# Consumer Cellular ZTE Avid 579



## flavallee (May 12, 2002)

I bought my very first flip-open phone about 20 years ago, and have been using nothing but flip-open phones ever since.
I started with AT&T and then switched to Verizon and then switched to Consumer Cellular.
All I've needed a cell phone for is to make and receive phone calls and occasionally text when I'm away from home.
A recent tragic event convinced me to break away from "old school" and buy an Android touch-screen phone.
I wanted to start out with a cheap one, so after researching it, I bought the one in the image.
I have found it challenging to learn and use, but I'm getting better with it every day.
The "speak-to-text" feature is what I like most because it's much quicker and easier to create and send long text messages.
Anyway, I'm now a new member of the Android family. 

----------------------------------------------------


----------



## lunarlander (Sep 22, 2007)

Dept of Commerce has ordered Google not to supply updates to this Chinese cell phone maker. https://www.wsj.com/articles/commer...hone-users-without-android-updates-1526299525


----------



## flavallee (May 12, 2002)

Thanks for the webpage link.
Unfortunately, it doesn't allow me to read the full article without first subscribing to the "Wall Street Journal".
That article is dated 3-1/2 years ago, so the issue may no longer apply.
I'll do some poking around to see if it still is.

------------------------------------------------


----------



## plodr (Jun 27, 2014)

You might already be aware of this site
https://www.devguider.com/?g=zte-avid-579-tips-trics

Feel free to ask questions, Frank. I bought my first smart phone in 2017 because I finally saw a need for one. My husband is still using flip phones.
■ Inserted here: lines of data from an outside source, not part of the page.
PR #82, opened 2024-08-15
feature(protos): new protos and various protos updates

solidiquis:
## Changes:
New protocol buffers and updates to existing protocol buffers, most notably:
- New saved searches protos to save search configurations on the home/overview page
- New remote files protos for programmatic file attachments
- Updates to rules proto for rule versioning


zachAtSiftStack (approved):
Approving

PR #87, opened 2024-08-19
python(enhancement): uri validation

solidiquis:
## Changes

Common issue where users provide a malformed URI to the Sift API. This PR adds functionality to accept various forms of the URI to prevent obscure DNS errors that result from malformed URIs.


zachAtSiftStack (approved):
Approving

PR #88, opened 2024-08-23
python(feature): timeout-based flushing for buffered ingestion

solidiquis:
## Changes

This PR adds support for timeout-based flushing for buffered ingestion. Users can now configure an interval in which a buffer will get flushed regardless of whether or not the buffer has been filled. If a buffer is flushed due to being filled, the timer gets restarted.

Additionally, this PR introduces the ability to customize `__exit__` behavior when using the buffered ingestion API in a context manager when there is an error.


zachAtSiftStack (commented):
Approving.

zachAtSiftStack (approved):
Approving

PR #89, opened 2024-09-03
python(feature): generate channel value from channel config

solidiquis:
## Changes

This PR adds the ability to generate a channel value directly from a channel config based on data-type.


zachAtSiftStack (approved):
Approving

PR #92, opened 2024-09-06
python(fix): add missing double channel computation

solidiquis:
## Changes

A check for the double channel data type was omitted from method that produced a channel value from a channel config.


niliayu (approved):
lgtm!

PR #96, opened 2024-09-16
python(chore): csv example ingestion

niliayu:
Adds an example of how to ingest data from a CSV file. This example is simple and makes a few assumptions (e.g. channels are all doubles), but hopefully is easy enough to understand an expand from for other uses.


solidiquis (changes requested):
Some small changes! There were some things I did in the original example that aren't suitable to show to users in official examples so we'll get those cleaned up :)

python/examples/ingestion_with_csv/main.py
```diff
@@ -0,0 +1,108 @@
...
+
+from dotenv import load_dotenv
+from sift_py.grpc.transport import SiftChannelConfig, use_sift_channel
+from sift_py.ingestion.channel import ChannelConfig, ChannelDataType, double_value
+from sift_py.ingestion.config.telemetry import TelemetryConfig
+from sift_py.ingestion.flow import FlowConfig, FlowOrderedChannelValues
+from sift_py.ingestion.service import IngestionService
+
+
+def _parse_csv(
```
solidiquis, line 16: nit: could you remove the `_` prefix?

python/examples/ingestion_with_csv/main.py
```diff
@@ -0,0 +1,108 @@
...
+                    "flow_name": flow_name,
+                    "timestamp": datetime.fromisoformat(timestamp_str),
+                    "channel_values": [double_value(float(raw_value)) for raw_value in values],
+                }
+            )
+
+    return flows
+
+
+def _load_telemetry_config(
```
solidiquis, line 45: Same here, could you remove the `_`?

solidiquis (changes requested):
Just a couple tiny nits and one final request: Would you mind truncating the CSV to just have 50 rows? The CSV as is is quite large and it'll blow up our repo size. 50 rows will get the same point across :)

python/examples/ingestion_with_csv/main.py
```diff
@@ -0,0 +1,108 @@
...
+
+    telemetry_config = _load_telemetry_config(sample_data_csv, asset_name, ingestion_client_key)
+    flows = _parse_csv(sample_data_csv, telemetry_config)
+
+    sift_channel_config = SiftChannelConfig(
+        uri=sift_uri,
+        apikey=apikey,
+    )
+
+    with use_sift_channel(sift_channel_config) as channel:
```
solidiquis, line 99: Oh actually it looks like we're also missing the actual ingestion step. You'll need to send the flows you created from the `parse_csv` function to `ingest_flows` method (I think that's what it's called). The docs should have that info :)

niliayu: [02e89ec](https://github.com/sift-stack/sift/pull/96/commits/02e89ec3b790cb788dcbdcfa51ecb9c6a40deb64) did I get that right? Since we're already in a context manager with the `with` that will clean things up for us when the ingest is done?

solidiquis: You will also have to use buffered ingestion within a `with` block as well, I think?

niliayu: Like so? [3e18495](https://github.com/sift-stack/sift/pull/96/commits/3e18495ea16e1fb840113ca1636600abf40aec4b)

solidiquis: Almost! I think you should be able to do `buffered_ingestion.try_ingest_flows(*flows)`. I would double check the function signature.

niliayu: Oh yeah, I completely missed that! Looks like that's the case 👍

niliayu: Thanks, updated! Will go ahead a re-request review

solidiquis (approved):
LGTM! Thanks for iterating with me!

niliayu:
Thanks for the quick feedback, super helpful in learning the patterns here!

Issue #477, opened 2023-02-28
VDAF-05 changes


divergentdave:
- [ ] Little-endian field encoding (see cfrg/draft-irtf-cfrg-vdaf#175)
- [ ] Remaining codec impls for Poplar1 (note that the prepare message will change in VDAF-05, see cfrg/draft-irtf-cfrg-vdaf#174)
- [ ] Remove `RandSource` type alias, and instead pass byte slices of randomness to non-deterministic functions (see cfrg/draft-irtf-cfrg-vdaf#173)
- [ ] Tests for IDPF and Poplar1 using test vectors

PR #495, opened 2023-03-07
VDAF-05: Use little-endian byte-order for fields

cjpatton:
Partially addresses #477.

As required by the latest draft, switch the byte order of the fields to use little-endian. Accordingly, remove `Field32` (this now has the same byte order as `FieldPrio2`) and drop the big-endian byte order option from the `make_field()` macro.

### DIFF
--- a/src/field/field255.rs
+++ b/src/field/field255.rs
@@ -24,10 +24,10 @@ use subtle::{
     Choice, ConditionallySelectable, ConstantTimeEq, ConstantTimeGreater, ConstantTimeLess,
 };
 
-// `python3 -c "print(', '.join(hex(x) for x in (2**255-19).to_bytes(32, 'big')))"`
-const MODULUS_BIG_ENDIAN: [u8; 32] = [
-    0x7f, 0xff, 0xff, 0xff, 0xff, 0xff, 0xff, 0xff, 0xff, 0xff, 0xff, 0xff, 0xff, 0xff, 0xff, 0xff,
-    0xff, 0xff, 0xff, 0xff, 0xff, 0xff, 0xff, 0xff, 0xff, 0xff, 0xff, 0xff, 0xff, 0xff, 0xff, 0xed,
+// `python3 -c "print(', '.join(hex(x) for x in (2**255-19).to_bytes(32, 'little')))"`
+const MODULUS_LITTLE_ENDIAN: [u8; 32] = [
+    0xed, 0xff, 0xff, 0xff, 0xff, 0xff, 0xff, 0xff, 0xff, 0xff, 0xff, 0xff, 0xff, 0xff, 0xff, 0xff,
+    0xff, 0xff, 0xff, 0xff, 0xff, 0xff, 0xff, 0xff, 0xff, 0xff, 0xff, 0xff, 0xff, 0xff, 0xff, 0x7f,
 ];
 
 /// `GF(2^255 - 19)`, a 255-bit field.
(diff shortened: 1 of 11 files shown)


src/field/field255.rs
```diff
@@ -436,20 +431,9 @@ mod tests {
         assert_matches!(
             Field255::try_from_bytes(
                 &[
-                    0x7f, 0xff, 0xff, 0xff, 0xff, 0xff, 0xfe, 0xff, 0xff, 0xff, 0xff, 0xff, 0xff,
+                    0xec, 0xff, 0xff, 0xff, 0xff, 0xff, 0xff, 0xff, 0xff, 0xff, 0xff, 0xff, 0xff,
                     0xff, 0xff, 0xff, 0xff, 0xff, 0xff, 0xff, 0xff, 0xff, 0xff, 0xff, 0xff, 0xff,
-                    0xff, 0xff, 0xff, 0xff, 0xff, 0xee,
```
cjpatton, line 441: To be honest I"m not sure why this was supposed to ever pass. As far as I can tell the value is larger than the modulus?

src/field/field255.rs
```diff
@@ -515,23 +499,19 @@ mod tests {
...
             format!("{:?}", Field255::zero()),
             "0x0000000000000000000000000000000000000000000000000000000000000000"
         );
         assert_eq!(
             format!("{:?}", Field255::one()),
-            "0x0000000000000000000000000000000000000000000000000000000000000001"
-        );
-        assert_eq!(
-            format!("{:?}", -Field255::one()),
-            "0x7fffffffffffffffffffffffffffffffffffffffffffffffffffffffffffffec"
```
cjpatton, line 534: It looks like this was redundant (line 522 in the previous version of the file)

src/prng.rs
```diff
@@ -223,18 +223,20 @@ mod tests {
     fn rejection_sampling_test_vector() {
         // These constants were found in a brute-force search, and they test that the PRG performs
         // rejection sampling correctly when raw cSHAKE128 output exceeds the prime modulus.
-        let seed = Seed::get_decoded(&[0, 0, 0, 0, 0, 0, 0, 0, 0, 0, 0, 0, 0, 0, 0, 0xd5]).unwrap();
-        let expected = Field96::from(74403028385650568506271441532);
+        let seed =
+            Seed::get_decoded(b"\x23\x1c\x40\x0d\xcb\xaf\xce\x34\x5e\xfd\x3c\xa7\x79\x65\xee\x06")
+                .unwrap();
+        let expected = Field64::from(13681157193520586550);
```
cjpatton, line 229: Now matches rejection test case from the reference code.

src/vdaf/prio3_test.rs
```diff
@@ -132,6 +132,7 @@ fn check_prep_test_vec<M, T, P, const SEED_SIZE: usize>(
     }
 }
 
+#[ignore] // TODO(issue #477)
```
cjpatton, line 135: @tgeoghegan Let me know if you want me to remove these TODOs.

src/field/field255.rs
divergentdave: The deleted test had an 0xfe n one of the higher words, so it wasn't more than the modulus.

cjpatton: Ohhh missed that :) Added the test back.

src/vdaf/prio3_test.rs
tgeoghegan: I'm happy enough with the issue references

tgeoghegan (approved):
SGTM, David's review is more pertinent than mine though.

src/field/field255.rs
```diff
@@ -51,16 +51,17 @@ impl Field255 {
...
         if mask_top_bit {
-            value[0] &= 0b0111_1111;
+            value[31] &= 0b0111_1111;
         }
 
-        // Walk through the big-endian encoding of the provided value, and identify whether the
-        // first byte that differs from the field's modulus is less than the corresponding byte or
-        // greater than the corresponding byte, in constant time. (Or whether the provided value is
-        // equal to the field modulus)
+        // Walk through the bytes of encoding of the provided value from most significant to least,
```
divergentdave, line 57:
```suggestion
        // Walk through the bytes of the provided value from most significant to least,
```

src/field/field255.rs
divergentdave: Yeah, probably a holdover from when the Debug and Display implementations differed. LGTM.

divergentdave (approved):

Currently my old hand me down but he has a new Tracfone to use when 3G ends.
I have a 4" x 6" note card full of things I've discovered when trying to do some things on my phone.


----------



## flavallee (May 12, 2002)

Until the leatherette clip-on pouch I ordered to put the phone in arrives, I keep it lying flat on my kitchen counter on a cloth pad. 
The screen stays dark when I pick it up or tap the screen, so I have to press the power button for the screen to appear.
I haven't figured out yet how to resolve that issue.


----------



## plodr (Jun 27, 2014)

Here's a pdf manual
https://www.manualslib.com/manual/1818245/Zte-Avid-579.html

Settings then display. Look for something like sleep or screen timeout. That will allow the screen to stay lit longer.

I haven't found anything about picking it up and having the screen turn on. I think this might be a function of the lock screen.

I swipe up to unlock my phone. I did not set a password or PIN because I want my husband to be able to use it *easily* if I can't. When my display turns off, I have to press the power button and swipe up to use it. It doesn't turn on when I pick it up.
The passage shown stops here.